I am working on an existing large codebase, which is predominantly Objective-C, but is in the process of converting to Swift.
New classes are implemented in Swift, but some of these classes must be accessible from existing ObjC code. In an attempt to follow both the ObjC and Swift recommendations, the new classes do not have a prefix, but are defined with a prefix for ObjC.
@objc(XXClassA) class ClassA: NSObject { let foo = "bar" }
So far, this has worked perfectly; The Swift code uses ClassA() , and ObjC uses [[XXClassA alloc] init] . After removing all the ObjC code that references XXClassA, @objc(XXClassA) can also be removed from the Swift class.
Unfortunately, this breaks down if you have a XXClassA class reference of the ObjC class, and then the Swift code tries to use this new class inside ClassA.

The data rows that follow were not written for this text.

PR #6257, opened 2025-11-27
feat(sshgate): add devbox ssh gateway service

zijiren233:


dinoallo (changes requested):
Why use `ssh.InsecureIgnoreHostKey()`?

service/sshgate/gateway/agent.go
```diff
@@ -0,0 +1,220 @@
...
+
+				if req.WantReply {
+					_ = req.Reply(true, nil)
+				}
+
+				// CRITICAL: In bastion host mode, we need to actively create
+				// an agent channel to the client immediately!
+				result.AgentChannel = g.createAgentChannelToClient(ctx)
+
+				result.CachedRequests = append(result.CachedRequests, req)
```
dinoallo, line 150: Should `MaxCachedRequests` be checked here?

service/sshgate/gateway/agent.go
```diff
@@ -0,0 +1,220 @@
...
+) (*ssh.Client, error) {
+	backendAddr := fmt.Sprintf("%s:%d", ctx.info.PodIP, g.options.SSHBackendPort)
+
+	agentClient := agent.NewClient(agentChannel)
+
+	backendConfig := &ssh.ClientConfig{
+		User: ctx.realUser,
+		Auth: []ssh.AuthMethod{ssh.PublicKeysCallback(agentClient.Signers)},
+		//nolint:gosec
+		HostKeyCallback: ssh.InsecureIgnoreHostKey(),
```
dinoallo, line 205: Why use `InsecureIgnoreHostKey`?

service/sshgate/gateway/agent.go
zijiren233: No check is needed here because this request must be cached.

service/sshgate/gateway/agent.go
```diff
@@ -0,0 +1,220 @@
...
+
+		return
+	}
+
+	// Connect to backend with agent authentication if available
+	backendConn, err := g.connectToBackend(ctx, sessionResult.AgentChannel)
+	// close agent channel
+	_ = sessionResult.AgentChannel.Close()
+
+	if err != nil {
```
dinoallo, line 46: This error should be handled immediately after `connectToBackend` fails?

service/sshgate/gateway/agent.go
zijiren233: Since the purpose of the host key is solely to alert users when the server’s public key changes—thereby helping detect potential man-in-the-middle attacks—and since our scenario involves connecting over a trusted internal network to a known IP address, it is safe to ignore the devbox host key.
Moreover, users will only receive the host key generated by sshgate to verify whether a man-in-the-middle attack has occurred; for details, refer to the logic in hostkey.go.

service/sshgate/gateway/agent.go
zijiren233: This is intentional: AgentChannel is used for login, and it must be closed immediately regardless of whether the login succeeds or fails, as AgentChannel serves no purpose afterward.

zijiren233:
> Where are there so many unhandled errors?

Insignificant network I/O errors can be safely ignored, as their occurrence will not lead to catastrophic consequences.

dinoallo (approved):

PR #6283, opened 2025-12-03
feat(httpgate): add devbox http gateway

zijiren233:


service-rs/httpgate/src/proxy.rs
```diff
@@ -0,0 +1,522 @@
...
+
+#[async_trait]
+impl ProxyHttp for DevboxProxy {
+    type CTX = Option<ProxyCtx>;
+
+    fn new_ctx(&self) -> Self::CTX {
+        None
+    }
+
+    async fn request_filter(&self, session: &mut Session, ctx: &mut Self::CTX) -> Result<bool> {
```
dinoallo, line 204: Nit: If somehow the implementation of `resolve_backend` changes and it takes a long time, `request_filter` might not yield to the executor.

service-rs/httpgate/src/main.rs
```diff
@@ -0,0 +1,108 @@
...
+    init_logging(&config.log_level);
+
+    info!(listen_addr = %config.listen_addr, "Starting httpgate");
+
+    // Create shared registry
+    let registry = Arc::new(DevboxRegistry::new());
+
+    // Create Pingora server
+    let opt = Opt::default();
+    let mut server = Server::new(Some(opt)).unwrap();
```
dinoallo: Maybe log something when `unwrap` results in panic?

service-rs/httpgate/src/proxy.rs
zijiren233: Using `runtime::current_handle::spawn` to handle `handle_event -> process_new_http` in pingroa should not cause blocking.
I’m not sure which documentation or comments I missed—do you have more specific information?

PR #1322, opened 2022-10-22
made codecov optional, enable it with -c or --cov

pogen300:
Now codecov does not run by default when running tests.sh.
Enable it with -c or --cov flag
Fixes issue 1229


.github/workflows/tests.yml
```diff
@@ -37,7 +37,7 @@ jobs:
       run: |
         mkdir .cov
         sudo sysctl -w kernel.yama.ptrace_scope=0
-        PWNDBG_GITHUB_ACTIONS_TEST_RUN=1 ./tests.sh
+        PWNDBG_GITHUB_ACTIONS_TEST_RUN=1 ./tests.sh -c
```
gsingh93: nit: I know we're not consistent about this right now, but I'd like to start using the long form of options when adding them to scripts: `./tests.sh --cov`

tests/gdb-tests/tests.sh
```diff
@@ -7,16 +7,18 @@ COVERAGERC_PATH="$ROOT_DIR/pyproject.toml"
 help_and_exit() {
     echo "Usage: ./tests.sh [-p|--pdb] [<test-name-filter>]"
```
gsingh93: You'll need to add `[-c | --cov]` to this string as well.

tests/gdb-tests/tests.sh
```diff
@@ -67,7 +74,11 @@ tests_passed_or_skipped=0
 tests_failed=0
 
 for test_case in ${TESTS_LIST}; do
-    gdb_args=(-ex 'py import coverage;coverage.process_startup()' --command $GDB_INIT_PATH --command pytests_launcher.py)
+    if [ ${RUN_CODECOV} -eq 0 ]; then
+        gdb_args=(--command $GDB_INIT_PATH --command pytests_launcher.py)
+    else
+        gdb_args=(-ex 'py import coverage;coverage.process_startup()' --command $GDB_INIT_PATH --command pytests_launcher.py)
+    fi
```
gsingh93: In the interest of reducing the amount of code we repeat, we can prepend arguments here instead (this is untested):
```bash
gdb_args=(--command $GDB_INIT_PATH --command pytests_launcher.py)
if [ ${RUN_CODECOV} -ne 0 ]; then
        gdb_args=(-ex 'py import coverage;coverage.process_startup()' "${gdb_args[@]}")
fi
```

gsingh93 (commented):
Overall looks good, just a few minor comments.

PR #1324, opened 2022-10-23
Refactor telescope, hexdump, and enhance to use ColorConfig

gsingh93:
@disconnect3d there are a few config options that didn't properly follow the naming convention between the parameter name and the function name. I've made these consistent:
- separator -> offset-separator
- offset -> offset-delimiter
- integer -> integer-value
- integer -> string-value

Also, `hexdump-highlight-group-lsb` was essentially a color parameter but was not named like one. The name sounds like it's a boolean, but you can customize how you want the lsb to be colored (the default is "underline"), so I renamed it to `hexdump-lsb-color`.

With these renamings, how do we not break existing themes? I'd like to display a message if anyone is explicitly setting a deprecated paramater.

Maybe something like `DeprecatedParameter('hexdump-highlight-group-lsb', 'hexdump-lsb-color')`, which would detect when someone tries to access the old name for the first time, print a deprecation warning, and then re-map it to the correct config name. Then we can remove the old config in the future.


pwndbg/commands/hexdump.py
```diff
@@ -8,6 +8,28 @@
 import pwndbg.gdblib.memory
```
captain-hoity-toity, line 8: The code is well-written and follows good practices in general. However, there are a few areas that could be improved:

1. **Error Handling:**

    In the function `address_or_module_name`, if the input doesn't match the expected types, it raises an `ArgumentTypeError`. However, the error message is not informative. It would be helpful to include the type of the received input in the error message to help in debugging.

    ```python
    else:
        raise argparse.ArgumentTypeError(f"Unknown hexdump argument type: {type(gdbval_or_str)}")
    ```

2. **Magic Numbers:**

    The code uses a magic number `0x10000` in the `hexdump` function. It would be better to define this as a constant at the top of your script, which would make your code more readable and maintainable.

    ```python
    MINIMUM_ADDRESS = 0x10000
    ...
    if address > MINIMUM_ADDRESS and count > address:
    ```

3. **Code Comments:**

    While the code is well-commented overall, the comment on the line `# TODO: What if arch endian is big, and use_big_endian is false?` indicates that there might be an edge case that has not been handled. It would be beneficial to address this point or provide more information about the potential issue.

4. **Docstrings:**

    The functions `address_or_module_name` and `hexdump` could use docstrings to describe what they do, their parameters, and their return values.

Other than these points, the code looks good and seems to follow good practices such as using descriptive variable names and keeping functions small and focused.

PR #1332, opened 2022-10-23
Run tests in parallel with GNU parallel

### LINKED ISSUE #1330: Run tests in parallel
We have lots of tests now, which is great, but the issue is `./tests.sh` takes a long time. We should run the tests in parallel to improve performance.

One way is just to use `&` to run GDB in individual Bash jobs, but we would need to collect the output from stdout/stderr and output it at the end, at least for the failing jobs.

gsingh93:
Note: this isn't ready to be merged. The tests run in parallel, but I still need to figure out how to update the test failed/success count.

Also need to add parallel to the dev dependencies.

Fixes #1330

### DIFF
--- a/setup-dev.sh
+++ b/setup-dev.sh
@@ -33,7 +33,8 @@ install_apt() {
         libc6-dev \
         curl \
         build-essential \
-        gdb
+        gdb \
+        parallel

Let's say I create an ObjC class named XXClassC , and it instantiates itself using XXClassA (which is really a Swift ClassA class)
Now a circular link. If I try to use XXClassC from within ClassA, the initializer is not available.

If I override ClassA instead, everything will be fine.
class XXClassA: NSObject { let foo = "bar" }
I understand why this is happening and the fix I have, however, I want to continue to use this sample ObjC prefix classes. Any ideas on how to avoid round-robin import, but also keep the naming convention?